*** Entries supplied Section Begins ***

PR #4054, opened 2022-04-26
ARTEMIS-3759 Add mirror controller address filter support

iliya-gr:
Allow replication only certain addresses with mirror controller.
The configuration is similar to cluster address configuration.

### DIFF
--- a/artemis-protocols/artemis-amqp-protocol/src/main/java/org/apache/activemq/artemis/protocol/amqp/connect/mirror/AMQPMirrorControllerSource.java
+++ b/artemis-protocols/artemis-amqp-protocol/src/main/java/org/apache/activemq/artemis/protocol/amqp/connect/mirror/AMQPMirrorControllerSource.java
@@ -82,6 +82,7 @@ public class AMQPMirrorControllerSource extends BasicMirrorController<Sender> im
    final boolean acks;
    final boolean addQueues;
    final boolean deleteQueues;
+   final MirrorAddressFilter addressFilter;
    private final AMQPBrokerConnection brokerConnection;
 
    final AMQPMirrorBrokerConnectionElement replicaConfig;
@@ -110,6 +111,7 @@ public class AMQPMirrorControllerSource extends BasicMirrorController<Sender> im
       this.idSupplier = protonProtocolManager.getReferenceIDSupplier();
       this.addQueues = replicaConfig.isQueueCreation();
       this.deleteQueues = replicaConfig.isQueueRemoval();
+      this.addressFilter = new MirrorAddressFilter(replicaConfig.getAddressFilter());
       this.acks = replicaConfig.isMessageAcknowledgements();
       this.brokerConnection = brokerConnection;
    }
@@ -131,6 +133,11 @@ public class AMQPMirrorControllerSource extends BasicMirrorController<Sender> im
       if (getControllerInUse() != null && !addressInfo.isInternal()) {
          return;
       }
+
+      if (ignoreAddress(addressInfo.getName())) {
+         return;
+      }
+
       if (addQueues) {
          Message message = createMessage(addressInfo.getName(), null, ADD_ADDRESS, null, addressInfo.toJSON());
          route(server, message);
@@ -143,6 +150,9 @@ public class AMQPMirrorControllerSource extends BasicMirrorController<Sender> im
          logger.trace(server + " deleteAddress " + addressInfo);
       }
       if (invalidTarget(getControllerInUse()) || addressInfo.isInternal()) {
+         return;
+      }
+      if (ignoreAddress(addressInfo.getName())) {
          return;
       }
       if (deleteQueues) {
@@ -162,6 +172,12 @@ public class AMQPMirrorControllerSource extends BasicMirrorController<Sender> im
          }
          return;
       }
+      if (ignoreAddress(queueConfiguration.getAddress())) {
+         if (logger.isTraceEnabled()) {
+            logger.trace("Skipping create " + queueConfiguration + ", queue address " + queueConfiguration.getAddress() + " doesn't match filter");
+         }
+         return;
+      }
       if (addQueues) {
          Message message = createMessage(queueConfiguration.getAddress(), queueConfiguration.getName(), CREATE_QUEUE, null, queueConfiguration.toJSON());
          route(server, message);
@@ -178,6 +194,10 @@ public class AMQPMirrorControllerSource extends BasicMirrorController<Sender> im
          return;
       }
 
+      if (ignoreAddress(address)) {
+         return;
+      }
+
       if (deleteQueues) {
          Message message = createMessage(address, queue, DELETE_QUEUE, null, queue.toString());
          route(server, message);
@@ -188,12 +208,18 @@ public class AMQPMirrorControllerSource extends BasicMirrorController<Sender> im
       return controller != null && sameNode(getRemoteMirrorId(), controller.getRemoteMirrorId());
    }
 
+   private boolean ignoreAddress(SimpleString address) {
+      return !addressFilter.match(address);
+   }
+
    private boolean sameNode(String remoteID, String sourceID) {
       return (remoteID != null && sourceID != null && remoteID.equals(sourceID));
    }
 
    @Override
    public void sendMessage(Message message, RoutingContext context, List<MessageReference> refs) {
+      SimpleString address = context.getAddress(message);
+
       if (invalidTarget(context.getMirrorSource())) {
          if (logger.isTraceEnabled()) {
             logger.trace("server " + server + " is discarding send to avoid infinite loop (reflection with the mirror)");
@@ -204,6 +230,13 @@ public class AMQPMirrorControllerSource extends BasicMirrorController<Sender> im
       if (context.isInternal()) {
          if (logger.isTraceEnabled()) {
             logger.trace("server " + server + " is discarding send to avoid sending to internal queue");
+         }
+         return;
+      }
+
+      if (ignoreAddress(address)) {
+         if (logger.isTraceEnabled()) {
+            logger.trace("server " + server + " is discarding send to address " + address + ", address doesn't match filter");
          }
          return;
       }
@@ -301,6 +334,13 @@ public class AMQPMirrorControllerSource extends BasicMirrorController<Sender> im
          return;
       }
 
+      if (ignoreAddress(ref.getQueue().getAddress())) {
+         if (logger.isTraceEnabled()) {
+            logger.trace(server + " rejecting postAcknowledge queue=" + ref.getQueue().getName() + ", ref=" + ref + ", queue address is excluded");
+         }
+         return;
+      }
+
       if (logger.isTraceEnabled()) {
          logger.trace(server + " postAcknowledge " + ref);
       }
@@ -337,4 +377,5 @@ public class AMQPMirrorControllerSource extends BasicMirrorController<Sender> im
          return true;
       }
    }
+
 }
--- a/artemis-server/src/main/resources/schema/artemis-configuration.xsd
+++ b/artemis-server/src/main/resources/schema/artemis-configuration.xsd
@@ -2442,6 +2442,14 @@
             </xsd:documentation>
          </xsd:annotation>
       </xsd:attribute>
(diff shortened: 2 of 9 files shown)


artemis-protocols/artemis-amqp-protocol/src/main/java/org/apache/activemq/artemis/protocol/amqp/connect/mirror/AMQPMirrorControllerSource.java
```diff
@@ -337,4 +368,52 @@ public boolean isMirrorController() {
          return true;
       }
    }
+
+   public static class AddressFilter {
+
+      private final SimpleString[] whiteList;
```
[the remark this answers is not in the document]
iliya-gr: Thanks for pointing this. We definitely need a maven plugin for this :)

clebertsuconic:
it looks good to me...


I will not merge it now as the release I'm doing today is named 2.21.1... 


I will defer it to 2.22.0 in a couple weeks...


can you squash these commits and push -f?



(git rebase -I, using a fix on the second commit to the first)

artemis-server/src/main/resources/schema/artemis-configuration.xsd
```diff
@@ -2442,6 +2442,13 @@
             </xsd:documentation>
          </xsd:annotation>
       </xsd:attribute>
+      <xsd:attribute name="address" type="xsd:string" use="optional">
+         <xsd:annotation>
+            <xsd:documentation>
+               name of the address this mirror connection applies to
```
gemmellr, line 2448: Its not just a simple address name it is taking, so this feels like the wrong attribute name and description. Something conveying the 'filter' nature would seem appropriate. The format of what it does take isnt mentioned , so besides the test usage its unclear how anyone would know. There should be doc updates to e.g https://github.com/apache/activemq-artemis/blob/2.21.0/docs/user-manual/en/amqp-broker-connections.md#mirror-configuration to cover whatever the changes ends up being.

Other 'broker connections' stuff such as the sender+receiver already take "address-match" or "queue-match", as shown in the context of the config change in ConfigurationTest-full-config.xml. It would also seem reasonable to align the terminology between them if possible (and perhaps even the syntax and/or implementation; they are implemented a _completely_ different way currently, which doesnt seem that obvious).

artemis-protocols/artemis-amqp-protocol/src/main/java/org/apache/activemq/artemis/protocol/amqp/connect/mirror/AMQPMirrorControllerSource.java
```diff
@@ -337,4 +368,52 @@ public boolean isMirrorController() {
          return true;
       }
    }
+
+   public static class AddressFilter {
```
gemmellr, line 372: This seems like it could be private, or just be its own class, rather than being public so that AMQPMirrorControllerSourceTest can use it for testing, without ever testing anything general of AMQPMirrorControllerSource itself.

tests/integration-tests/src/test/java/org/apache/activemq/artemis/tests/integration/amqp/connect/AMQPReplicaTest.java
```diff
@@ -473,6 +473,52 @@ public void testNoAddressWithAnnotations() throws Exception {
       }
    }
 
+   @Test
+   public void testAddressFilterMet() throws Exception {
+      addressTest("test", true, 0);
```
gemmellr, line 478: Using a 0 wait seems potentially susceptible to failure, as the mirroring isnt synchronous. I know its only checking for > 0 messages being mirrored, but I'd still make it more robust personally. Perhaps just changing it to wait for them all to be mirrored as we do expect them to quickly be. Actually, no need for sending 200 messages either given it doesnt actually look at any of them, sending a couple is enough, and it should look.

I would also remove the 1 second wait in the 'no match' case and replace it with better verification by other means, e.g monitor the mirroring SnF queue having not had any messages added when the send is done, or just nothing being present for that target even when subsequently-sent matching stuff has already been received from the other, or both

E.g combine this into one test that sends a non-matching and then matching message in that order and then in the reverse order checks the matching consumer does get a message (receive(timeout)) and the non-matching consumer does not (receiveNoWait) from their respective target queues. Faster and more reliable, verification of what actually happened / actual use. (It could perhaps even monitor the mirror SnF queue during and after, verifying nothing got added to the SnF queue for the non-matching case, and is added for the matching case).

artemis-server/src/main/resources/schema/artemis-configuration.xsd
iliya-gr: This is still questionable for me. I don't know what is the better name for this attribute. Because any *-match name will suggest same behavior as in receiver/sender and I suspect that nobody will want to create mirror for each address. I chose this name because it has same meaning as in the cluster configuration and I didn't want to expand terminology.

So I am still in doubt. I don't think we should align mirror and receiver/sender filter behavior because they have different use cases.

gemmellr: I dont think the use case for this configuration is all that different, in this case its about what things you want to mirror from, vs the others being about what you want to send from or recieve to. An address 'match' for a mirror definition certainly doesnt need to mean 'create a seperate mirror for every address' just because it might mean that for e.g a sender. I also presume it couldnt really mean that given each mirror uses a specific queue named based on its parent broker-connections name.

Using *address-match*, *address-pattern(s)*, *address-filter(s)*, or anything to similar effect, all seem equally reasonable and far more appropriate to me than just "address" does for a configuration that generally seems to be expected _not_ to just have a single address in it.

I'm not saying the config has to be the same, but I am saying it seems more obvious, and I dont as yet see any compelling reason it should be entirely different when its basically for doing entirely equivalent things, configuring applicable addresses of interest.

In any case how it is configured and what it does should be documented.

iliya-gr: I agree with all of this, maybe except reusing `address-match`. I think using the same term that has different semantic/behaviour is bad and will lead users to misconfiguration. 

Anyway, I have opted for `address-filter`, but if there are any objections I can change it to anything else.

gemmellr: I agree address-match shouldn't be used if the configuration within it is actually entirely different, as it is now. The comment had the second aspect that its not so obvious to me that it should be entirely different when both things are about governing matched addresses.

docs/user-manual/en/amqp-broker-connections.md
```diff
@@ -100,6 +100,26 @@ Add a `<mirror>` element within the `<amqp-connection>` element to configure mir
 
 The following optional arguments can be utilized:
 
+* `address-filter`: Each amqp connection mirror configuration only applies to addresses (and its queues) that match the specified `address-filter` attribute, that is, mirroring events will only be sent to the target broker for addresses that match this filter. 
+  An address is matched on the mirror amqp connection when it begins with the string specified in this field. The `address-filters` attribute on a mirror amqp connection also supports comma separated lists and an exclude syntax `!`. 
+  To prevent an address from being matched on this mirror amqp connection, prepend an address string with `!`. If this attribute is not specified, then all addresses and their queues will be mirrored.
```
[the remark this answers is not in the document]
gemmellr: I would also possibly suggest moving the `address-filter` option down below the others, as they are relatively tiny by comparison.

tests/integration-tests/src/test/java/org/apache/activemq/artemis/tests/integration/amqp/connect/AMQPReplicaTest.java
```diff
@@ -473,6 +473,73 @@ public void testNoAddressWithAnnotations() throws Exception {
...
+         Assert.assertEquals("will receive", message.getBody(String.class));
+         connection.close();
+      }
+
+      {
+         ConnectionFactory factory = CFUtil.createConnectionFactory("AMQP", "tcp://localhost:" + AMQP_PORT);
+         Connection connection = factory.createConnection();
+         Session session = connection.createSession(false, Session.AUTO_ACKNOWLEDGE);
+         connection.start();
+         MessageConsumer consumer = session.createConsumer(session.createQueue("replicated"));
```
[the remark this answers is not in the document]
iliya-gr: Indeed, it should be `nonReplicated`. I have added double send to prevent such mistype.

clebertsuconic:
I will spend some time reviewing this tomorrow after I finish the release on 2.22.
it seems in good shape.

iliya-gr:
> I will spend some time reviewing this tomorrow after I finish the release on 2.22.

Do I need to squash commits before?

artemis-protocols/artemis-amqp-protocol/src/main/java/org/apache/activemq/artemis/protocol/amqp/connect/mirror/AMQPMirrorControllerSource.java
```diff
@@ -162,6 +172,12 @@ public void createQueue(QueueConfiguration queueConfiguration) throws Exception
          }
          return;
       }
+      if (ignoreAddress(queueConfiguration.getAddress())) {
+         if (logger.isTraceEnabled()) {
+            logger.trace("Skipping create " + queueConfiguration + ", queue address" + queueConfiguration.getAddress() + " is excluded");
```
gemmellr, line 177: Given the filter does actually have 'exclusions' and it might not actually be excluded, so much as just not-included, I would reword this to avoid saying it is 'excluded' specifically, but instead something more general like 'doesnt match filter'.

artemis-protocols/artemis-amqp-protocol/src/main/java/org/apache/activemq/artemis/protocol/amqp/connect/mirror/AMQPMirrorControllerSource.java
```diff
@@ -208,6 +232,13 @@ public void sendMessage(Message message, RoutingContext context, List<MessageRef
          return;
       }
 
+      if (ignoreAddress(context.getAddress(message))) {
+         if (logger.isTraceEnabled()) {
+            logger.trace("server " + server + " is discarding send to excluded address");
```
gemmellr, line 237: In addition to the "excluded" comment, for this one I'd also note it should say _which address_ is in play otherwise its not very helpful.

gemmellr:
> > I will spend some time reviewing this tomorrow after I finish the release on 2.22.
> 
> Do I need to squash commits before?

It can be reviewed without squashing them but its never going to be merged like this without squashing, so I'd suggest just doing so.

artemis-protocols/artemis-amqp-protocol/src/main/java/org/apache/activemq/artemis/protocol/amqp/connect/mirror/AMQPMirrorControllerSource.java
iliya-gr: Agree. I have changed both messages.

clebertsuconic:
this looks awesome.. merging it.

clebertsuconic:
thanks @iliya-gr and @gemmellr

gemmellr:
Just to be sure; you didnt have any concerns with the different broker-connections bits having a completely different forms of governing applicable addresses?

gemmellr:
The question was for @clebertsuconic, about the long discussion we already had, where I said it is not obvious to me that two broker-connection elements (which could even be on the same broker-connection at this point) should have completely different ways for doing what is largely the same thing, governing the applicable addresses.

clebertsuconic:
@gemmellr can we have a separate discussion on that? I missed it... and I'm not sure I understand it. are you concerned with users messing up the config and having two connections filtering the same address?

gemmellr:
Not that, although I guess its possible.

Mostly it just seems bizarre for elements of the same thing (a broker connection) to support such entirely distinct ways of doing what amounts to almost exactly the same thing (configuring the applicable addresses). One way supports a list of entries, the other doesnt. One supports wildcarding, the other doesnt. One supports exclusions, the other doesnt.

*** Entries supplied Section Ends ***

■ **Exercise brief**: Which lines of the data above contain "schema"? Copy each one.

■ **Task output**:
--- a/artemis-server/src/main/resources/schema/artemis-configuration.xsd
+++ b/artemis-server/src/main/resources/schema/artemis-configuration.xsd
artemis-server/src/main/resources/schema/artemis-configuration.xsd
artemis-server/src/main/resources/schema/artemis-configuration.xsd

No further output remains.